KOMPAS.com - Misteri cara orang-orang Sherpa bertahan hidup di cuaca ekstrem pegunungan Himayala akhirnya terungkap.
Sherpa kebanyakan berprofesi sebagai pemandu gunung Everest. Selama ini peneliti bertanya- tanya, bagaimana para pendaki gunung ini bisa begitu tangkas membantu pendaki puncak Everest yang terkenal sulit ditakhlukkan.
Medan yang berat serta cuaca ektrem membuat kebanyakan orang akan mengalami hipoksia atau kekurangan oksigen serta penyakit ketinggian yang sangat menganggu saat mendaki gunung Everest. Tetapi hebatnya sherpa bisa bertahan.
Sebuah studi yang dilakukan peneliti Universitas Cambridge Inggris berhasil mengungkap, Sherpa ternyata lebih efisien dalam menggunakan oksigen. Ini membuat mereka lebih tangguh dibandingkan orang-orang yang berasal dari dataran rendah.
"Sherpa telah menghabiskan ribuan tahun tinggal di tempat yang tinggi. Jadi tidak mengherankan jika mereka bisa beradaptasi jadi lebih efisien dalam menggunakan oksigen dan menghasilkan energi," kata Andrew Murray ahli fisiologi Universitas Cambridge Inggris seperti dikutip dari Science Alert, Selasa (23/5/2017).
"Saat kita yang berasal dari dataran rendah menghabiskan waktu di ketinggian, badan kita akan beradaptasi seperti Sherpa, tapi kita tidak bisa menyamai efisiensi mereka," lanjutnya.
Penelitian yang disebut dengan Xtreme Everest 2 ini melibatkan dua kelompok yang terdiri dari 10 orang Eropa dan 15 orang Sherpa. Mereka diminta melakukan pendakian ke base camp Everest yang terletak di ketinggian 5.300 meter.
Murray dan timnya mempelajari fisiologi dengan melakukan analisis darah dan otot sebelum dan sesudah pendakian.
Pengukuran menunjukkan, pada ketinggian dasar, mitokondria Sherpa lebih efisien menghasilkan senyawa adenosin trifosfat (ATP) yang memungkinkan transfer energi ke dalam sel.
Selain itu, orang Sherpa punya kadar oksigen lemak yang lebih rendah, menunjukkan bahwa mereka lebih banyak menghasilkan energi dari gula bukan dari lemak.
"Lemak adalah bahan bakar yang hebat, tapi masalahnya lemak lebih banyak mengambil oksigen dibandingkan glukosa," jelas Murray.

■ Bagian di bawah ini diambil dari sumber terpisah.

PR #10169, opened 2026-08-27
AWS: tolerate a tunnel whose pre-shared key lives in Secrets Manager

gh-ajinks:
AWS Site-to-Site VPN offers two pre-shared key storage modes. From the [documentation](https://docs.aws.amazon.com/vpn/latest/s2svpn/enhanced-security-storage.html):

> **Standard** — The pre-shared key is stored directly in the Site-to-Site VPN service.
> **Secrets Manager** — The pre-shared key is stored using AWS Secrets Manager.

and, on switching a tunnel to the latter:

> The pre-shared key is removed from the Site-to-Site VPN service. A new Secrets Manager secret is created, if one doesn't already exist. The new pre-shared key is stored in Secrets Manager.

So for such a tunnel `DescribeVpnConnections` returns a top-level `PreSharedKeyArn` and the tunnel options carry no `PreSharedKey`. `TunnelOptions.create` rejects that:

```java
checkArgument(presharedKey != null, "PreSharedKey cannot be null");
```

Because the exception comes from a `@JsonCreator`, it fails deserialization of the enclosing object, and the whole file is discarded with `Exception while parsing 'VpnConnections' ... Cannot construct instance of VpnConnection$TunnelOptions`. Every VPN connection in that region is lost — the transit gateway ends up with no VPN attachment and no VPN interfaces, and the tunnels cannot be modelled at all.

### Why the field can go

`getPresharedKey()` has no caller anywhere in `main/`. The key used to build the phase 1 key comes from the customer gateway configuration:

```java
builder.setIkePreSharedKeyHash(
    CommonUtil.sha256Digest(
        Utils.textOfFirstXmlElementWithTag(ikeElement, AwsVpcEntity.XML_KEY_PRE_SHARED_KEY)
            + CommonUtil.salt()));
```

That element is still present under Secrets Manager storage, with its value masked. It hashes to something non-null and negotiates as an unreadable pre-shared key — which is exactly what it is, and what `negotiateIkePhase1Key` already handles for the mixed encrypted/plaintext case.

### Impact

On a snapshot where one VPN uses Secrets Manager storage, the parse error disappears and the transit gateway gains its four VPN interfaces (two external, two tunnel-inside). The tunnels reach `IPSEC_SESSION_ESTABLISHED` and their BGP sessions come up.

This affects anyone following AWS's own guidance — the Secrets Manager mode is presented as the more secure option, for "compliance with security best practices".

### Tests

`testDeserializationSecretsManagerPreSharedKey` uses a fixture shaped like real output: a `PreSharedKeyArn` on the connection, and tunnel options with no `PreSharedKey`. It fails on master and passes with this change.

Green locally: the AWS suite, the parsing corpus, checkstyle and `//tools/format:format.check`.

### DIFF
--- a/projects/batfish/src/main/java/org/batfish/representation/aws/VpnConnection.java
+++ b/projects/batfish/src/main/java/org/batfish/representation/aws/VpnConnection.java
@@ -805,7 +805,11 @@ final class VpnConnection implements AwsVpcEntity, Serializable {
         @JsonProperty(JSON_KEY_PRESHARED_KEY) @Nullable String presharedKey,
         @JsonProperty(JSON_KEY_PHASE2_LIFETIME_SECONDS) @Nullable Integer phase2LifetimeSeconds) {
       checkArgument(outsideIpAddress != null, "OutsideIpAddress cannot be null");
-      checkArgument(presharedKey != null, "PreSharedKey cannot be null");
+      // PreSharedKey is absent whenever the tunnel stores its key in Secrets Manager rather
+      // than in the Site-to-Site VPN service, in which case DescribeVpnConnections returns a
+      // PreSharedKeyArn instead. Nothing reads this field -- the key used for phase 1 comes
+      // from the customer gateway configuration -- so rejecting the tunnel would discard
+      // every VPN in the file over a value that is legitimately absent and never consumed.
       return new TunnelOptions(
           ikeVersions,
           firstNonNull(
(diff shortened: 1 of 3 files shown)


dhalperi (commented):
> *[Reviewable](https://reviewable.io/reviews/batfish/batfish/10169)* status: <span>:shipit:</span> complete! all files reviewed, all discussions resolved (waiting on gh-ajinks).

Para peneliti mengaitkan ini dengan keunggulan gen yang dimiliki sherpa yaitu gen peroksisom proliferator-activated reseptor A (PPARA) yang membakar glukosa lebih banyak daripada lemak saat menghasilkan energi.
Hasil pengukuran pada Sherpa juga tidak banyak berubah ketika mereka mendaki di lingkungan pegunungan. Namun, pengukuran secara bertahap berubah untuk kelompok orang yang berasal dari dataran rendah, menunjukkan bahwa mereka perlahan menyesuaikan diri dengan ketinggian.
"Eksperimen ini menunjukkan metabolisme yang berbeda untuk kedua kelompok," tambahnya.
"Selain itu, Sherpa juga memiliki jaringan kapiler yang lebih kaya sehingga oksigen dapat terbawa lebih baik ke jaringan," ungkap Murray.
Riset yang telah di publikasikan dalam Proceedings of National Academy of Sciences ini nantinya akan membantu mengembangkan cara baru untuk mengatasi hipoksia dan perawatannya.
Simak breaking news dan berita pilihan kami langsung di ponselmu. Pilih saluran andalanmu akses berita Kompas.com WhatsApp Channel : https://www.whatsapp.com/channel/0029VaFPbedBPzjZrk13HO3D. Pastikan kamu sudah install aplikasi WhatsApp ya.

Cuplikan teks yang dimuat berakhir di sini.